The temporarily fastening of the strut 80 to the back mast, here involves the use of an auxiliary winch 95 of the crane system and a corresponding winch driven cable 96 that extends from the back mast 50 and that is attached to the connector strut 80 remote from its upper end, here at its lower end. The cable 96 is used to retain the connector strut 80 along the back mast, here to pull the connector strut towards, e.g. against, the back mast 50.

Figure 7 illustrates the pivoting the back mast 50 as well as the temporarily fastened connector strut 80 into an inclined raised position by operating the adjustable length arrangement 60 between the back mast and the main boom 40. This clears the back mast from the slew center, so that now the counterweight 70 can be arranged at the slew center 2 as is shown in figure 8. The raised position of the back mast 50 the allows for the undoing of the temporarily fastening of the connector strut 80, and causing the connector strut 80 to swing to a substantially vertical orientation, followed by connecting a lower end of the connector strut to the counterweight.

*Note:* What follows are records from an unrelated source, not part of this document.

PR #2001, opened 2021-11-08
Use tournament set in LTFB with truncation selection exchange

timmoon10:
It's confusing that we are using different validation sets for the two LTFB communication algorithms, truncation selection exchange and random pairwise exchange. TSE uses the test set and RPE uses the tournament set. To make apples-to-apples comparisons easier, I propose we use the tournament set for both techniques.

[No new Bamboo failures](https://lc.llnl.gov/bamboo/browse/LBANN-TIM428-2). Pinging @tnat410.


src/execution_algorithms/ltfb/truncation_selection_exchange.cpp
```diff
@@ -102,18 +102,18 @@ EvalType TruncationSelectionExchange::evaluate_model(model& m,
...
 
   // Mark the data store as loading - Note that this is a temporary fix
   // for the current use of the tournament
-  m.mark_data_store_explicitly_loading(execution_mode::testing);
+  m.mark_data_store_explicitly_loading(execution_mode::tournament);
 
-  // Evaluate model on test (or validation?) set
-  get_trainer().evaluate(&m, execution_mode::testing);
+  // Evaluate model on validation set
+  get_trainer().evaluate(&m, execution_mode::tournament);
```
samadejacobs, line 116: One potential problem I see here is that tournament set are typically partitioned between trainers, TSE expect a global dataset for tournament (validation) to rank all trainers.

timmoon10: The user should be responsible for configuring the dataset correctly. Within LBANN, there is no functional difference between the validation, test, and tournament sets. They're just labels to indicate usage. So we should use the validation set for validation, the test set for testing, and the tournament set for tournaments. It's confusing if tournament set isn't used for tournaments.

timmoon10:
As of 12/1, this is ready to merge.

samadejacobs (approved):
LGTM

PR #2002, opened 2021-11-09
Remove deprecated Python scripts for ONNX conversion and plotting

timmoon10:
The ONNX conversion scripts are very old and broken. We have had a user run into problems when trying to use them, so I think it would be safer to remove them entirely. I've also removed some one-off plotting scripts. This also allows us to remove some of our Python dependencies. We now only depend on Protobuf and NumPy (and NumPy isn't strictly required since it's only used in the sub-graph-parallel implementation of Transformers).


timmoon10:
As of 12/1, this is ready to merge.

bvanessen (approved):

PR #2005, opened 2021-11-11
Optimize GPU entry-wise operator functions with contiguous data

timmoon10:
This is an optimization of `apply_entrywise_unary_operator` and `apply_entrywise_binary_operator ` on GPU. In particular, it avoids unnecessary index logic when the data buffers are contiguous. It is intended to address a slowdown when upgrading from CUDA 11.0 to 11.4. @szaman19 reports an 80% speedup in ReLU layers on Pascal, while I don't observe any effect on Lassen. I speculate V100s have optimized integer operations in ways that P100s have not.

[No new Bamboo errors](https://lc.llnl.gov/bamboo/browse/LBANN-TIM430-1).


szaman19:
I'm seeing 80% speedup on Pascal on 11.4 with this update

benson31 (approved):
LGTM

PR #2006, opened 2021-11-11
Fix grid dimensions in GPU entry-wise operator functions

timmoon10:
This is a quick followup bugfix for PR #2005. When running `apply_entrywise_unary_operator`/`apply_entrywise_binary_operator` with non-contiguous GPU data, the CUDA block dimensions are excessively large.


benson31 (approved):
LGTM

PR #2007, opened 2021-11-12
Use Aluminum shuffler in Distconv for ExaGAN model

timmoon10:
The hybrid shuffler in Distconv only supports intra-node communication, so it is unsuitable for applications where a single sample does not fit in a node.


samadejacobs (approved):
LGTM

PR #2008, opened 2021-11-18
Remove a redundant symbol from the layer API

benson31:
```
void Layer::set_num_spliting_groups(El::Int);
void Layer::set_num_spliting_groups(int);
```
These symbols collide if `El::Int == int` (which happens if you don't enable 64-bit integers in Hydrogen).


timmoon10 (approved):
:shipit:

PR #2010, opened 2021-11-19
Bugfix for K-FAC with convolution layers

timmoon10:
We missed a transpose in our K-FAC implementation for convolution layers, causing incorrect results. This PR addresses this error and adds a unit test. This is the same fix as https://github.com/aj-prime/lbann/commit/07c1774bc3fe554ae5cd04d493b5c0d61400678b.

[No new Bamboo failures](https://lc.llnl.gov/bamboo/browse/LBANN-TIM433-1). Pinging @aj-prime.


benson31 (approved):
LGTM

PR #2012, opened 2021-11-22
Explicitly set the search name for Cereal to be all lowercase.

### LINKED ISSUE #2011: cereal isn't found because cmake should be looking for 'cereal', not 'CEREAL'
[Here](https://github.com/LLNL/lbann/blob/develop/CMakeLists.txt#L198).

```cereal-1.3.0.10``` installs these cmake files:
```
$ pkg info -l cereal | grep -i cmake
	/usr/local/lib/cmake/cereal/cerealConfig.cmake
	/usr/local/lib/cmake/cereal/cerealConfigVersion.cmake
	/usr/local/lib/cmake/cereal/cerealTargets.cmake
```
They begin with lowercase ```cereal```.

benson31:
I haven't had issues, but this should be correct. Closes #2011.

### DIFF
--- a/CMakeLists.txt
+++ b/CMakeLists.txt
@@ -196,11 +196,13 @@ find_package(Threads REQUIRED)
 find_package(Clara REQUIRED)
 
 find_package(CEREAL NO_MODULE
+  NAMES cereal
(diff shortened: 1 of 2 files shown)


mrwyattii (approved):
LGTM

PR #2014, opened 2021-11-22
Fix tensor dimension issues

benson31:
Addresses some issues @bvanessen was seeing with tensor dimensions.

The initial implementation was very open to unintentional abuse (e.g., if the "sample dims" are pre-padded with 1s and the minibatch size is 1, should another 1 be prepended or no? There's no way to differentiate). This resolves that by making it the user's responsibility to pass the full tensor dimension. As a result, the operator layer now prepends the minibatch dimension manually.


timmoon10 (approved):
LGTM

benson31:
@bvanessen has tested and approved this, but is away from his computer at the moment. Merging on his request.

PR #2016, opened 2021-11-24
Layer documentation

timmoon10:
Documentation for layers is spotty, sometimes incorrect, and mostly limited to the C++ classes. This PR adds documentation to the Protobuf messages, making it more helpful to users who are using the Python front-end. All layers have been documented (except for deconv, which is documented in PR #1997), all mistakes have been fixed (to my knowledge), and deprecated options are marked as such. It is in a shape where we could get reasonable documentation by parsing `layers.proto` with Doxygen. It is not quite complete since many important layers are actually implemented with operators, but those are mostly straightforward.

[Bamboo is in progress](https://lc.llnl.gov/bamboo/browse/LBANN-TIM435-1).

### DIFF
--- a/bamboo/unit_tests/test_unit_algo_kfac.py
+++ b/bamboo/unit_tests/test_unit_algo_kfac.py
@@ -94,6 +94,7 @@ def construct_trainer(lbann, ):
         print_matrix=False,
         print_matrix_summary=True,
         use_pi=True,
+        compute_interval=1,
     )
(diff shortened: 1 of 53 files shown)


benson31 (approved):
LGTM

bvanessen (approved):
So I am guessing that we still need to write a script to parse the protobuf text into documentation.  Is that correct?

PR #2295, opened 2023-07-31
Implement the Select operator

tbennun:
Implements the Select operator for setting a value based on a predicate tensor (and some tests). This has shown to improve performance on some models (second PR that uses this will follow).


fiedorowicz1 (approved):
Other than the one comment, LGTM.

tbennun:
@benson31 I'm awaiting your input since this is a new operator but otherwise ready to merge.

benson31 (approved):
LGTM

PR #2296, opened 2023-08-01
Rename percent_of_data_to_use

fiedorowicz1:
`percent_of_data_to_use` is inaccurately named and causes confusion as a value of 1.0 actually corresponds to 100%. This PR renames this to `fraction_of_data_to_use`. It is passing all of the same tests as before on Lassen.


tbennun (approved):

benson31 (approved):
LGTM. If CI's (as) happy (as ever), I'm (as) happy (as ever).

PR #2304, opened 2023-08-16
Add affine transformation weights to Layer Normalization

tbennun:
Please also double check that I did not make any mistakes adding those weights (regarding zeroing them out etc.); this is my first time adding weights to layers.


ndryden (approved):
This looks okay to me if it passes testing.

benson31 (approved):

PR #2312, opened 2023-08-30
Improve argparse error reporting

ndryden:
This now explicitly checks whether an option exists and throws a descriptive LBANN exception if not. Previously, the `std::unordered_map::at` would throw a very opaque error.

### DIFF
--- a/include/lbann/utils/argument_parser.hpp
+++ b/include/lbann/utils/argument_parser.hpp
@@ -28,6 +28,7 @@
 #define LBANN_UTILS_ARGUMENT_PARSER_HPP_INCLUDED
 
 #include "lbann/utils/environment_variable.hpp"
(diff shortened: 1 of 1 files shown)


include/lbann/utils/argument_parser.hpp
```diff
@@ -652,6 +653,9 @@ template <typename T>
 inline T const&
 argument_parser<ErrorHandler>::get(std::string const& option_name) const
 {
+  if (!option_is_defined(option_name)) {
+    LBANN_ERROR("Invalid option", option_name);
```
benson31, line 657:
```suggestion
    LBANN_ERROR("Invalid option: ", option_name);
```

benson31 (approved):

PR #2313, opened 2023-08-30
Improve Caliper/Profiling support

ndryden:
This improves our support for Caliper, and for profiling in general:
* The `prof_stop` function is now actually called by the profiler callback, so profilers can clean up.
* Adiak takes a dup of our world comm so it can gather MPI information.
* Caliper is now configurable via a new `--caliper_config` command-line option.
* The Python frontend now has support for `--profile`, `--profile-init`, and `--caliper-config` options, which do what you think they do.
* The ResNet, CosmoFlow, and Transformer applications have been updated to make use of these.


benson31 (approved):
:shipit:

applications/nlp/transformer/train.py
```diff
@@ -226,8 +226,9 @@ def make_batch_script(trainer_params, model_params, script_params, args):
             lbann.CallbackProgressBar()
         )
 
-    if args.profiling:
-        model.callbacks.append(lbann.CallbackProfiler())
+    profiler = create_profile_callback(args)
```
tbennun, line 229: where is this imported from?

tbennun (changes requested):
One comment on the Python side (please use some module path for that function)

fiedorowicz1 (approved):
Looks good other than @tbennun's comment

applications/nlp/transformer/train.py
ndryden: Fixed. Thanks!

tbennun (approved):

PR #2315, opened 2023-08-31
Move some annotations for Caliper around

benson31:
This is the start of using loop annotations in Caliper.

This approach is a bit clunky, but keeps us in Caliper "macro-land" -- on another branch I'm playing with using the Caliper C++ API directly, which requires less restructuring (which I might still do since I think it's a bit cleaner anyway) but more book-keeping. Either approach could be done by tomorrow, it's just a matter of which approach we prefer.

### DIFF
--- a/python/lbann/contrib/args.py
+++ b/python/lbann/contrib/args.py
@@ -191,12 +191,11 @@ def add_profiling_arguments(parser: argparse.ArgumentParser) -> None:
     parser.add_argument(
         '--profile-init', action='store_true', default=False,
         help='enable profiling initialization')
-    if lbann.has_feature('CALIPER'):
-        parser.add_argument('--caliper', action='store_true', default=False,
-                            help='enable Caliper')
-        parser.add_argument(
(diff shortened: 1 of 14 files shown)


python/lbann/contrib/args.py
```diff
@@ -235,11 +241,15 @@ def get_profile_args(args: argparse.Namespace) -> list[str]:
...
     try:
+        caliper = args.caliper
         caliper_config = args.caliper_config
     except AttributeError:
         raise ValueError('passed arguments have not been processed by '
                          '`add_profiling_arguments`')
 
-    if caliper_config:
-        return ['--caliper_config', f'"{caliper_config}"']
+    if lbann.has_feature("CALIPER"):
```
ndryden, line 250: Can we print a warning if the user requests Caliper options but LBANN doesn't support them (to avoid silently dropping them)?

ndryden (approved):

bvanessen (approved):

PR #2317, opened 2023-09-07
Use Caliper's default-generated output name

ndryden:
We were using `lbann.cali` as the Caliper output filename (when not overridden). However, this means multiple runs will cause Caliper to overwrite its prior output. Using the filename it generates by default (which is a timestamp) will avoid this.


benson31 (approved):
🚢 🇮🇹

The swing of the strut 80 is here controlled by operation of the winch 95.

Once the connector strut 80 is secured to the counter weight, the main boom (here with jib) is raised by operating the adjustable length arrangement 60 between the back mast and the main boom 40. The crane system is now ready for use.

With reference to figures 9 - 11 a second embodiment of the invention will now be discussed. Herein components have been indicated with the same reference numerals as in the first embodiment.

The figure 9 illustrates that the connector strut 80 is transported on two transporters 100 to a location underneath the horizontally oriented back mast 50, which rests on ground supports 54. The transporters 100 move in between the supports 54 so that the back mast 50 can remain supported thereon in this phase.

The figure 9 illustrates that the upper end of the connector strut 80 is lifted by means of a mobile crane 200 with hoist cable 201 , so that the upper end of the strut 80 can be connected to the tip end 52 of the back mast. The lower end of the strut 80 remains on the transporter 100.

Figure 9 illustrates that an auxiliary bracket 130 is employed to provide a lever for the arrangement 60 in the course of the following step of raising the back mast 50.

The raising of the back mast 50, whilst the strut 80 is connected thereto pivotally at its upper end, is illustrated in figure 10. It is shown that the connector strut 80 is supported at a lower end thereof by transporter 100. The raising step then comprises pivoting the back mast 50 into an inclined raised position, e.g. by operating the adjustable length arrangement 60 between the back mast and the main boom. Herein the lower end of the connector strut 80 initially remains supported by the transporter 100 that moves away from the slew track assembly 1 until the lower end of the connector strut is lifted off the transporter 100.

The figure 10 illustrates that - before pivoting the back mast 50 into the inclined raised position - the lower end of the connector strut 80 is connected via a sling 85 or cable to the back mast, thereby limiting the pivot angle of the connector strut 80 relative to the back mast.

Initially the sling 85 is slack as shown in figure 10, but as the back mast is pivoted upwards and the transporter 100 moves away from the slew track assembly 1 , the sling becomes taut as also shown in figure 10. When continuing the process step of raising the back mast 50, the lower end of the connector strut 80 is lifted off the transporter 100 as the sling 85 limits the pivot angle of the connector strut relative to the back mast 50.

Figure 11 illustrates the back mast 50 is raised to an inclination such that the depending connector strut 80 is well clear of the slew center 2 which allows for arranging the counterweight 70 at the slew center 2. Once the counterweight 70 is completed, the back mast 50 is lowered somewhat, as shown in figure 11 , so that the connector strut is brought in a substantially vertical orientation above the counterweight. Then the lower end of the connector strut 80 is connected to connector 71 of the counterweight 70. In the further installation process, the main boom 40 can be raised by operating the adjustable length arrangement 60, e.g. a dedicated mechanism thereof, between the back mast and the main boom.